In our modern material Western world, objects are to the fore, and we look to the world to be solid and stable and as unchanging as possible. For older societies, who live by hunting and gathering, change is an integral part of life. The world is a continuous flux, and the picture of it is in terms of processes.
So for a situation in which we might say, 'It is a dripping spring' – the Apache language would take a word for 'being white', a word for 'moving downwards' and a word for 'to', to get something like 'whiteness moves downward'.
We can see that this is a fresher and more vivid description, coming from a time when people lived much more in the flux of the natural world than we do.
We, by contrast, turn the abstract processes of our mind into things.
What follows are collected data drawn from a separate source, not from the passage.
PR #232, opened 2021-02-04
sw_engine raster: checking zero division while inverting the transfor…

mgrudzinska:
…orm matrix

In case the user has provided the transformation matrix, it is possible that
the inverse matrix does not exist.

### DIFF
--- a/src/lib/sw_engine/tvgSwRaster.cpp
+++ b/src/lib/sw_engine/tvgSwRaster.cpp
@@ -46,12 +46,14 @@ static uint32_t _argbJoin(uint8_t r, uint8_t g, uint8_t b, uint8_t a)
 }
 
 
-static void _inverse(const Matrix* transform, Matrix* invM)
+static bool _inverse(const Matrix* transform, Matrix* invM)
 {
     // computes the inverse of a matrix m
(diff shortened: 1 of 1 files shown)


src/lib/sw_engine/tvgSwRaster.cpp
```diff
@@ -46,13 +46,15 @@ static uint32_t _argbJoin(uint8_t r, uint8_t g, uint8_t b, uint8_t a)
...
 
-static void _inverse(const Matrix* transform, Matrix* invM)
+static bool _inverse(const Matrix* transform, Matrix* invM)
 {
     // computes the inverse of a matrix m
     auto det = transform->e11 * (transform->e22 * transform->e33 - transform->e32 * transform->e23) -
                transform->e12 * (transform->e21 * transform->e33 - transform->e23 * transform->e31) +
                transform->e13 * (transform->e21 * transform->e32 - transform->e22 * transform->e31);
 
+    if (abs(det) < FLT_EPSILON) return false;
```
JSUYA, line 56: det seems to be a float type. fabsf?

mgrudzinska: changed, thx

PR #235, opened 2021-02-04
common Scene: Fix translucent composition condition

JSUYA:
- Description :
If a scene has another scene as a child and
the number of children is 1, the composition of the child does not work.
Therefore, fix that composition works as long as the number of children is not 0.

- Tests or Samples (if any) :
```cpp
    auto rootScene = tvg::Scene::gen();
    rootScene->opacity(255);

    //Create a Scene
    auto childScene = tvg::Scene::gen();
    childScene->opacity(175);              //Apply opacity to scene (0 - 255)
    childScene->reserve(2);

    //Prepare Circle
    shape1->appendCircle(400, 400, 250, 250);
    shape1->fill(255, 255, 0, 255);
    childScene->push(move(shape1));

    rootScene->push(move(childScene));

    canvas->push(move(rootScene));

```

### DIFF
--- a/src/lib/tvgSceneImpl.h
+++ b/src/lib/tvgSceneImpl.h
@@ -65,7 +65,7 @@ struct Scene::Impl
         Compositor* cmp = nullptr;
 
         //Half translucent. This condition requires intermediate composition.
-        if ((opacity < 255 && opacity > 0) && (paints.count > 1)) {
+        if ((opacity < 255 && opacity > 0) && (paints.count > 0)) {
             uint32_t x, y, w, h;
             if (!bounds(renderer, &x, &y, &w, &h)) return false;
             cmp = renderer.target(x, y, w, h);


src/lib/tvgSceneImpl.h
```diff
@@ -65,7 +65,7 @@ struct Scene::Impl
         Compositor* cmp = nullptr;
 
         //Half translucent. This condition requires intermediate composition.
-        if ((opacity < 255 && opacity > 0) && (paints.count > 1)) {
+        if ((opacity < 255 && opacity > 0) && (paints.count > 0)) {
```
hermet, line 68: if the scene has just one simple share, composition is not required, 
it would be better if condition check whether child is another scene or not.

JSUYA: Is there a way to know if a child is a scene or another shape or picture?
Since we are using the `fno-rtti` option, we cannot use `dynamic_cast` and class `typeid`
So there seems to be no way to check the child's class type. is that right?
I don't think of a good way.
Another way is to create a type get function.
```
enum PaintType {Shape, Scene, Picture};
PaintType type(Paint*);
```
Please share any good idea.

hermet: @JSUYA I think we can put a type info(with accessing it) in the internal Paint member.

PR #236, opened 2021-02-05
sw_engine raster: fixing rasterization of an image with InvMask

mgrudzinska:
In case of the image rasterization with an inverse mask the opacity
was omitted and the alpha value instead of the inverse alpha value was used.

The result of the InvMasking:
expected (see comment below):
invMaskOK

current (wrong):
invMaskWrong


mgrudzinska:
translucent inv masking does not work correctly

mgrudzinska:
this fixes the issue for the solid inv mask (a=255)
I think that the transparent inv mask should work in a bit different way - needs to be done

patrykka:
In my opinion this fix works fine.

hermet (approved):
@mgrudzinska  great job!

Issue #206, opened 2021-01-10
Optimization Image Raster


hermet:
Image rasterization still unnecessary transform pixels.
We can avoid this precisely if check the transform matrix

for example, transform has only translation, we can just shift image origin position without transform.

see OPTIMIZE ME comments in tvgSwRaster.cpp rasterImage()

mgrudzinska:
https://github.com/Samsung/thorvg/pull/239

PR #239, opened 2021-02-08
sw_engine raster: image rastering optimization

mgrudzinska:
Adding functions for rastering the translated images (no rotation and scaling).

This pr contains 3 commits for readabilty.

I introduced changes reducing the number of multiplications performed in loops.
I changed the order of the functions, sticking to the rule (for each block): first identity, then for translated images and finally for general transformations.
In the last commit I introduced all functions for rastering the translated images.

- Issue Tickets (if any) : #206 

- Tests or Samples :  draft version of OptRasterTest - calls all raster functions for images
https://github.com/mgrudzinska/thorvg/tree/mgrudzinska/Test_image_raster_opr_trans

### DIFF
--- a/src/lib/sw_engine/tvgSwRaster.cpp
+++ b/src/lib/sw_engine/tvgSwRaster.cpp
@@ -332,8 +332,8 @@ static bool _rasterTranslucentImageRle(SwSurface* surface, const SwRleData* rle,
     for (uint32_t i = 0; i < rle->size; ++i, ++span) {
         auto dst = &surface->buffer[span->y * surface->stride + span->x];
         auto src = img + span->x + span->y * w;    //TODO: need to use image's stride
+        auto alpha = ALPHA_MULTIPLY(span->coverage, opacity);
         for (uint32_t x = 0; x < span->len; ++x, ++dst, ++src) {
-            auto alpha = ALPHA_MULTIPLY(span->coverage, opacity);
             *src = ALPHA_BLEND(*src, alpha);
             *dst = *src + ALPHA_BLEND(*dst, 255 - surface->blender.alpha(*src));
         }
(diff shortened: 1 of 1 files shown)


src/lib/sw_engine/tvgSwRaster.cpp
```diff
@@ -71,17 +71,21 @@ static bool _inverse(const Matrix* transform, Matrix* invM)
 }
 
 
-static bool _identify(const Matrix* transform)
+static int _identify(const Matrix* m)
```
hermet, line 74: This does more than identify() check.... bad.

src/lib/sw_engine/tvgSwRaster.cpp
```diff
@@ -871,35 +1056,43 @@ bool rasterClear(SwSurface* surface)
...
-            if (translucent) return _rasterTranslucentImage(surface, image->data, image->w, image->h, opacity, bbox);
-            else return _rasterImage(surface, image->data, image->w, image->h, bbox);
+        if (auto transformType = _identify(transform)) {
+            //Identity or NoTransformation
+            if (transformType == 1) {
+                if (translucent) return _rasterTranslucentImage(surface, image->data, image->w, image->h, opacity, bbox);
+                else return _rasterImage(surface, image->data, image->w, image->h, bbox);
+            }
+            //Translation
+            if (translucent) return _rasterTranslucentImage(surface, image->data, image->w, image->h, opacity, bbox, -transform->e13, -transform->e23);
```
hermet, line 1088: Why don't reuse the existing method? We can just offset the region xy...
_rasterTranslucentImage(SwSurface* surface, uint32_t *img, uint32_t w, uint32_t h, uint32_t opacity, const SwBBox& region);

hermet (changes requested):
too much function introduction... 
For translated image, I think we can reuse the exiting image drawing method...

hermet (changes requested):
Please don't come in the same patch thread unless it has the previous patch dependency...

hermet (changes requested):
Could you please separate PR this?

mgrudzinska:
@hermet please check #274  - I separated one of the commits.

src/lib/sw_engine/tvgSwRaster.cpp
mgrudzinska: @hermet I'm very sorry that it takes so long. I'll push the new patch today/tomorrow.

mgrudzinska: my problem is that I can't see how to use a region because both pictures and shapes/svgs may use the same rastering functions. For ex an svg with clipping and opacity will use _translucentImage, and a translucent picture (pixels) uses it as well.
For a picture I can easily use region to call the same function for the identity transform and the translation, but it's not what I want to do for an svg...

Am I missing something?

hermet:
https://github.com/Samsung/thorvg/pull/1053

Issue #26, opened 2020-09-10
Implement Stencil for Merge Shape with Stroking in Sw Engine


hermet:
These stroking shouldn't be visible in overlapped merging shape regions.

![b7689480-aa3e-11ea-9762-522092100cc1](https://user-images.githubusercontent.com/3711518/92690822-9769a980-f37c-11ea-8b34-acb0b67cf7ea.jpeg)

hermet:
FYI, Here is my brief approach for this:

1. Allocate a 1bite(or 1bit) (per pixel) stencil buffer
2. Fill shape body to stencil buffer first (without outline)
3. Back to the origin drawing routine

We ask if a friend 'grasps' an idea, as if it were a bottle of beer that we pass across the table. We say that we have a 'point of view' – like a place where we sit to watch the sun go down. We even see someone else's point of view, just as we see a picture on the wall.
We speak of Time in the same way. It is a highly abstract concept, so abstract that debate has continued for several thousand years as to its nature. But that doesn't prevent us from 'saving' it like money in the bank, or 'giving' it to people like sweets from a bag.
Verbs and nouns
We have a fundamental grammatical difference in our Western languages between objects and processes. Objects are nouns and processes are verbs. These grammatical structures have been with us for a long time, and people have been writing about them since the Greek philosopher Plato first highlighted them 2500 years ago.
The rigidity of our language contrasts with the fluidity with which we develop science, and sometimes the two can be out of step. For instance, we regard light as a thing. We say that 'it' flashes. That's not very good physics, since we currently understand light to be a process, a dynamic interaction of electric and magnetic fields that spreads rapidly through space.
The Hopi people do it better than us. In their language, the word 'light' is a verb – as is 'wave', 'flame', and indeed also 'meteor'.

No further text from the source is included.